Неужели это было при нем и с ним и это он читал в «Голосе народа», напечатанном тем самым шрифтом, каким печаталась раньше много лет городская газета, статью о Новом порядке в Европе, в которой подробно говорилось об этом «новом порядке» и совсем коротко о том, что Красная Армия разбита, а время господства большевиков прошло безвозвратно…
Раньше, до войны, Воля иногда фантазировал, представляя себе несчастья, которые могут с ним произойти. Вот он попадает в катастрофу и остается калекой, но потом, неподвижный, проектирует такие дома, что все архитекторы приходят к нему набираться ума и бодрости, проводят свои совещания у его постели… Или он представлял себе (стыдясь того, что воображение рисует ему это), как отец погибает на границе, а его полк берет над ним и матерью шефство. И позже он, Воля, сам служит в этом полку…

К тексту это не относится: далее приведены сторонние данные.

PR #4560, opened 2024-11-26
Visual C++ - don't pass the release flag to cargo for debug builds

MonsieurNicolas:
This makes it consistent with the way C++ code is build.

Однако были вещи невозможные, он даже в воображении их не переживал. Он, к примеру, не мог стать рабом, прикованным к галере, или продаваемым с аукциона, или приобретаемым на невольничьем рынке. Этого не могло случиться в его жизни, потому что, к счастью, он родился после начала новой эры в истории человечества. Не могла перемениться эпоха, доставшаяся на его долю — советская, послеоктябрьская, — никогда, ни на мгновение такое и в кошмаре ему не мерещилось, и вот он читал, что эпоха эта кончилась. Началась другая. А его — невредимого — окружала жизнь невероятная, невозможная, о которой раньше Рита, пожалуй, в книге не стала бы читать, отложив ее со словами: «Тяжелая очень…» — и эта жизнь становилась его жизнью. И продолжалась, и доказывала, что не снится…
В их доме, в их квартире, в той самой комнате, где еще недавно жили Гнедин с Машей, поселился немец. Уже почти не оставалось в городе домов, в которых не «стояли» бы, как говорили жители, немцы, а их дом все обходили стороной. Но вот вступили и в него…
Воля узнал об этом, придя с базара, куда ходил не за покупками, а за новостями. Продукты были недоступно дороги, но зато над базаром витали слухи, чаще всего абсурдные, реже — правдоподобные. И те и другие иногда позже подтверждались, иногда оказывались выдумкой, но их было много, а новостей в «Голосе народа» мало, и им еще меньше, чем слухам, можно было верить.
Он пришел домой, когда тетя Паша помогала обосноваться немцу. Она делала сейчас то же, что делала, — Воля помнил, — принимая своих постояльцев-командировочных, являвшихся к ней, потому что в тесной гостинице не хватало мест.
На глазах у Воли она пронесла к нему в комнату большую подушку и взбила ее, прежде чем положить на кровать. Немец сказал: «Благодарю». Тетя Паша отвечала: «Не за что».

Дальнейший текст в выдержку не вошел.